The instructions I received from our HPC staff were the following (I implemented these instructions). As a starting point, does anyone recognize issues here?

“I have this working. I installed rstan version 2.21.1 into our gcc-compiled version of R 3.5.1 along with its dependencies and successfully ran both your SLURM scripts last night. Here is how you can install and use is:

  1. Your $HOME/.R/Makevars file should contain the following:
    CXX14FLAGS += -fPIC
    LDFLAGS += -fPIC

If you have other settings in that file that you want to keep, either make a copy of the file, or comment them out with a # character.

  1. You can execute my install script which is ~ID/Incidents/YourName_rstan/ . That is a bash script that will create the directory R/mropen under your home directory and install rstan with its dependencies there. The installation is performed with our copy of Microsoft R version 3.5.1, which I chose because it is compiled with gcc. I couldn’t get this working with any of our copies of R compiled with the Intel compiler.

  2. In your csh scripts like or you must add the lines:
    module load mropen gcc/4.9.2
    setenv R_LIBS_USER $HOME/R/mropen”

If there are no obvious issues with this setup, I can provide my r and stan code, or of course any additional detail that might be helpful. I will note that all cores that are being utilized have CPUs at 100% and there is low memory use, so it does not appear as though the cluster isn’t working hard. Thanks for any help or suggestions!

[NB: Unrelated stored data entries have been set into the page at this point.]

PR #22, opened 2026-05-01
Fix Telegram polling conflict in chat/tui commands

srvsngh99:
## Summary
- `chat` and `tui` commands both called `startBots()` which starts a Telegram `getUpdates` poller — when a `dive` daemon was already running, this created two pollers on the same bot token causing a Telegram API conflict: `"Conflict: terminated by other getUpdates request"`
- Extracted `daemonRunning()` helper from `diveDaemon()` to check if a dive daemon is already active via the PID file
- `chat` and `tui` now skip `startBots()` when a daemon is already running, avoiding the duplicate poller

## Test plan
- [ ] Run `minikrill dive` to start the daemon, then `minikrill chat` — verify no Telegram conflict error
- [ ] Run `minikrill chat` standalone (no daemon) — verify Telegram bot still starts normally
- [ ] Run `minikrill tui` standalone — verify Telegram bot still starts normally
- [ ] Run `minikrill dive` twice — verify it still rejects with "already diving" error

### DIFF
--- a/cmd/minikrill/commands.go
+++ b/cmd/minikrill/commands.go
@@ -367,17 +367,31 @@ var diveCmd = &cobra.Command{
 }
 
 // diveDaemon re-execs the dive command as a detached background process.
+// daemonRunning returns true if a dive daemon is already running.
+func daemonRunning() bool {
+	pidFile := filepath.Join(config.DataDir(), "krill.pid")
+	data, err := os.ReadFile(pidFile)
+	if err != nil {
+		return false
+	}
+	pid, err := strconv.Atoi(strings.TrimSpace(string(data)))
+	if err != nil {
+		return false
+	}
+	proc, err := os.FindProcess(pid)
+	if err != nil {
+		return false
+	}
+	return processRunning(proc)
+}
+
 func diveDaemon() error {
 	// Check if a daemon is already running
-	pidFile := filepath.Join(config.DataDir(), "krill.pid")
-	if data, err := os.ReadFile(pidFile); err == nil {
-		if pid, err := strconv.Atoi(strings.TrimSpace(string(data))); err == nil {
-			if proc, err := os.FindProcess(pid); err == nil {
-				if processRunning(proc) {
-					return fmt.Errorf("Mini Krill is already diving (PID %d). Run 'minikrill surface' first", pid)
-				}
-			}
-		}
+	if daemonRunning() {
+		pidFile := filepath.Join(config.DataDir(), "krill.pid")
+		data, _ := os.ReadFile(pidFile)
+		pid, _ := strconv.Atoi(strings.TrimSpace(string(data)))
+		return fmt.Errorf("Mini Krill is already diving (PID %d). Run 'minikrill surface' first", pid)
 	}
 
 	exe, err := os.Executable()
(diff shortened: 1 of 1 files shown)


srvsngh99 (commented):
## PR Review: Fix Telegram polling conflict in chat/tui commands

### Summary

Good catch on the root cause — two `getUpdates` pollers on the same bot token is a well-known Telegram API conflict. The approach of skipping `startBots()` when a daemon is already running is the right idea.

However, there are a few issues with the implementation that should be addressed before merging.

---

### Issues

**1. TOCTOU race + silent errors in `diveDaemon()` (bug)**

When `daemonRunning()` returns `true`, `diveDaemon()` re-reads the PID file and re-parses the PID just to include it in the error message. Between the two reads, the daemon could be stopped and the PID file removed. The ignored errors (`data, _ := ...` / `pid, _ := ...`) would silently produce `PID 0`:

```
Mini Krill is already diving (PID 0). Run 'minikrill surface' first
```

**Fix:** Have `daemonRunning()` return the PID instead of a bool so `diveDaemon()` doesn't need to re-read the file:

```go
// daemonPID returns the PID of a running dive daemon, or 0 if none.
func daemonPID() int { ... }
```

Then in `diveDaemon()`:
```go
if pid := daemonPID(); pid != 0 {
    return fmt.Errorf("Mini Krill is already diving (PID %d). Run 'minikrill surface' first", pid)
}
```

And callers in `chat`/`tui` become `if daemonPID() == 0 { startBots(...) }`.

**2. Doc comment is merged with the wrong function**

```go
// diveDaemon re-execs the dive command as a detached background process.
// daemonRunning returns true if a dive daemon is already running.
func daemonRunning() bool {
```

The first line is the doc for `diveDaemon`, but it's now attached to `daemonRunning`. These should be separate comment blocks with a blank line between them, or the `diveDaemon` doc should stay above `diveDaemon`.

**3. No user feedback when bots are skipped**

When `chat`/`tui` detect a running daemon and skip `startBots()`, the user gets zero indication. If someone doesn't realize a daemon is running, they'll wonder why their bot config changes aren't taking effect. Consider adding a debug/info log:

```go
if !daemonRunning() {
    startBots(ctx, stack)
} else {
    klog.Debug("skipping bot startup, dive daemon is running")
}
```

---

### Nits

- **`chatCmd` ignores `botStatus`** (pre-existing): `chatCmd` calls `startBots()` without checking the return. `tuiCmd` does check `bs.TelegramErr`. Not introduced by this PR, but worth noting since both paths were touched.
- **`surfaceCmd` duplicates PID-reading logic** (pre-existing): `surfaceCmd` (lines 446–470) has nearly identical PID-file-read-parse-find logic. If you're extracting `daemonRunning()`/`daemonPID()`, this would be a natural place to reuse it too.

---

### Verdict

The fix direction is correct and the scope is well-contained. Issues #1 (race/silent error) and #2 (misplaced doc comment) should be fixed before merge. #3 is a nice-to-have.

srvsngh99 (commented):
## Re-review: All feedback addressed — LGTM ✅

The follow-up commit (`130e3ad`) cleanly addresses all 3 issues and both nits from the previous review:

| # | Item | Status |
|---|------|--------|
| 1 | TOCTOU race / silent errors | **Fixed** — `daemonRunning() bool` → `daemonPID() int`, no more double-read |
| 2 | Misplaced doc comment | **Fixed** — separate doc blocks for `daemonPID` and `diveDaemon` |
| 3 | No log when bots skipped | **Fixed** — `klog.Debug` added in both `chat` and `tui` |
| N1 | `chatCmd` ignoring `botStatus` | **Fixed** — now checks `bs.TelegramErr` like `tuiCmd` does |
| N2 | `surfaceCmd` duplicated PID logic | **Fixed** — reuses `daemonPID()` |

Code is clean, no new issues spotted. Good to merge.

What version of RStan was the cluster running before the change and what version is it running now?

While I don’t think it’s responsible for the full slowdown, the Makevars file is omitting compiler optimisations which will result in a slower model. Try updating the CXX14FLAGS to:

CXX14FLAGS += -fPIC -O3 -march=native -mtune=native

Prior to the change, I had to reinstall rstan a few times to keep things working over the course of August-October. The most recent version I had used was 2.21.0, but if there had been updates to rstan during that timeframe, I had also used others prior to 2.21.0 successfully. I believe I was wrong to say that the HPC staff helped me install an older version. We are now running 2.21.1.

If I add these CXX14FLAGS to my makevars file I end up getting the same issue I was having before the HPC staff helped me re-install rstan. The short version is that once the chains begin sampling, they produce an errror “double free or corruption (out)” and then begin to display pages worth of documentation under either “memory map” or “back trace.” Does this help indicate a problem in any way? Thank you for your help.

That is odd. Try with just O3:


With just O3 the sampling is working without that error. But I am not yet able to tell if things have sped up.

To gauge the speed, maybe try using ezStan, which has a progress bar with ETA.

Also, have you considered using cmdstanr? If that’s possible in the HPC environment, it’ll give you the latest/greatest speed/features.

Hi everyone. Thanks for taking the time to respond to this post. I will look into cmdstanr as I move forward with my projects. In the meantime, adding “O3” to the CXX14FLAGS seems to have fixed the slow sampling issue. Obviously it’s probably possible to find a way to speed things up further, but I am at least moving as quickly as I was back in November with this small fix. I am a bit dumbfounded but very happy, so thanks again!!